▸ **About this exercise**: Only the lines holding the word "have" are wanted; copy each of them from the listing.

▸ **Data**:
________

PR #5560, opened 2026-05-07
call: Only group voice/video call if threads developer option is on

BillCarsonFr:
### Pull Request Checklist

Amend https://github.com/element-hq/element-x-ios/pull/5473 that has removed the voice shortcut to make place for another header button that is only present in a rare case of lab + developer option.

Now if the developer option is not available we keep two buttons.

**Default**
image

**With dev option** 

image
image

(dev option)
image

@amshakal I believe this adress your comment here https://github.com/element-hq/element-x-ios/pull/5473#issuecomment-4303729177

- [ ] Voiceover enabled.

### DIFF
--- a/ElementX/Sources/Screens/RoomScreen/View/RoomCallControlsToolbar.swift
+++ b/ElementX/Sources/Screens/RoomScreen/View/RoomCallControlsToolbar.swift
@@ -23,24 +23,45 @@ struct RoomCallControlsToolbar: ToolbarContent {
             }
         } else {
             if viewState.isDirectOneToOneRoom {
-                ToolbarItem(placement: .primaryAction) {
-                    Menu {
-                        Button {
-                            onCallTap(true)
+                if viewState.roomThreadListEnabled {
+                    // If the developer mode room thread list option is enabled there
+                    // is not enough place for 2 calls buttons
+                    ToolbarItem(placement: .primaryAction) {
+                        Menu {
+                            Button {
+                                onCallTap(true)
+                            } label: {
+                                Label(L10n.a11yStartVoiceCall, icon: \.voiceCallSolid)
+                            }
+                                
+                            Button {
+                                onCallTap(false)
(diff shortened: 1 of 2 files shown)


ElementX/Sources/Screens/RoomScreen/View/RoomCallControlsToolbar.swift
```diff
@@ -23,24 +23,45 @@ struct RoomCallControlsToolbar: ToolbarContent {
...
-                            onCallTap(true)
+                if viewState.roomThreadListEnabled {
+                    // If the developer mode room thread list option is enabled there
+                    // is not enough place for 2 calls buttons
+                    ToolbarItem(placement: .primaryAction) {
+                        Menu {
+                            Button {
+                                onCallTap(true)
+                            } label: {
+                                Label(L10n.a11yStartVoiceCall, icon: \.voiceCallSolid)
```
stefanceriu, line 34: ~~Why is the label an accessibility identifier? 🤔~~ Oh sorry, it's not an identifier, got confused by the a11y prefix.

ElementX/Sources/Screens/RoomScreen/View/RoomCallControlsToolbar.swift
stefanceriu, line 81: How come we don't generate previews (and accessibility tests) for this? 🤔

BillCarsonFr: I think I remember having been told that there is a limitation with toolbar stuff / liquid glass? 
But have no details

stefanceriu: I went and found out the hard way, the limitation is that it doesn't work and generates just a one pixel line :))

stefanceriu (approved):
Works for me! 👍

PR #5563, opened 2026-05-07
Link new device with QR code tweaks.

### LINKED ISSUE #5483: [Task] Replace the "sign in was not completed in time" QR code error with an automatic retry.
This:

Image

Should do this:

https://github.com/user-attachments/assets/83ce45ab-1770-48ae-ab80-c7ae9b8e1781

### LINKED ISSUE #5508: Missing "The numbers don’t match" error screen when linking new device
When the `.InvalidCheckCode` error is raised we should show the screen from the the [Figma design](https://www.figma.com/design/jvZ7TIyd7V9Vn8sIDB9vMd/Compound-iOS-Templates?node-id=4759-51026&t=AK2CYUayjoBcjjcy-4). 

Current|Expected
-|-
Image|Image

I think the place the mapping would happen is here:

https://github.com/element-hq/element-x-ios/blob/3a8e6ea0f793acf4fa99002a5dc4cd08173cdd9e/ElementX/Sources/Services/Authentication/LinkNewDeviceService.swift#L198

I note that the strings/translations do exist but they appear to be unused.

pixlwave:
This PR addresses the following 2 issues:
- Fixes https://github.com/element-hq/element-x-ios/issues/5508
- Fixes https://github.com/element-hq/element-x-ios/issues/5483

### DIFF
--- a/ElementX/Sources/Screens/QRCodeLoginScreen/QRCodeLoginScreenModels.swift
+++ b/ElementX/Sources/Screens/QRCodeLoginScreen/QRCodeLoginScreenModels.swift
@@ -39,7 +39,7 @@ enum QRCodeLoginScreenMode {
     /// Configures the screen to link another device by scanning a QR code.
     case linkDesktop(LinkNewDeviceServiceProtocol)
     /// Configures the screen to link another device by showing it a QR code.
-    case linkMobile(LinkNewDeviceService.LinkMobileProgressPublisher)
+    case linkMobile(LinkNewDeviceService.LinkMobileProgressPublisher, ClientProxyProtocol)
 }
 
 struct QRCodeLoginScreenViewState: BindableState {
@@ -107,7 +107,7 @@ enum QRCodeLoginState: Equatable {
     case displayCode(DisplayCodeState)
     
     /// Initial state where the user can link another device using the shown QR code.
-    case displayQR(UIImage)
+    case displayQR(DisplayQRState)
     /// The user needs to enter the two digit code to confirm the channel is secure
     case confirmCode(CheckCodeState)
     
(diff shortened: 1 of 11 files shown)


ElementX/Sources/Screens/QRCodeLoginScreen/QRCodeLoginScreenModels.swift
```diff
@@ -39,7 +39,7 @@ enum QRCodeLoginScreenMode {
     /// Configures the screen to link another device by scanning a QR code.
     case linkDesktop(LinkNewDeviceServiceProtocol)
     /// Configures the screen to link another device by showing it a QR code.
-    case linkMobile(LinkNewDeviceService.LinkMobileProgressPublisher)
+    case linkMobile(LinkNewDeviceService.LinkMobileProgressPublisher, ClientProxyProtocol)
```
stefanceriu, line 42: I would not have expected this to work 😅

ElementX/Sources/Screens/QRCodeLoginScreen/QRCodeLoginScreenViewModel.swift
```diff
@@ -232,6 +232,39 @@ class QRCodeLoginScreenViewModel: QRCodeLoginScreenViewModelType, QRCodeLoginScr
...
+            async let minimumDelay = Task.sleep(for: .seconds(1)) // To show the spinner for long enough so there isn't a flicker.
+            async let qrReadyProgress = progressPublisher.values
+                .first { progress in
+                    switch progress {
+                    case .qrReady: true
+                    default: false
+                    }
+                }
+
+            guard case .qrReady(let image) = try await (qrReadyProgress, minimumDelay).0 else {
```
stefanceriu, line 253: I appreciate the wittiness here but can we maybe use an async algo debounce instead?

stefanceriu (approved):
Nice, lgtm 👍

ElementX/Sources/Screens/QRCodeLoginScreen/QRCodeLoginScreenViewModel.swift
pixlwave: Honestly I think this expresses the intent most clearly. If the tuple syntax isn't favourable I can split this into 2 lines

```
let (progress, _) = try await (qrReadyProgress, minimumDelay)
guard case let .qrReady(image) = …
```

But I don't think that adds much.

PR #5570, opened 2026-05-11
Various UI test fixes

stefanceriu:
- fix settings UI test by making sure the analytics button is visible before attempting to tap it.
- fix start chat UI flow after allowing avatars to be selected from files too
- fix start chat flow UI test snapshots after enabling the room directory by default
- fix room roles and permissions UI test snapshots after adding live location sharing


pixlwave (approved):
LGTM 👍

________

▸ **Written solution**:
But have no details
stefanceriu, line 42: I would not have expected this to work 😅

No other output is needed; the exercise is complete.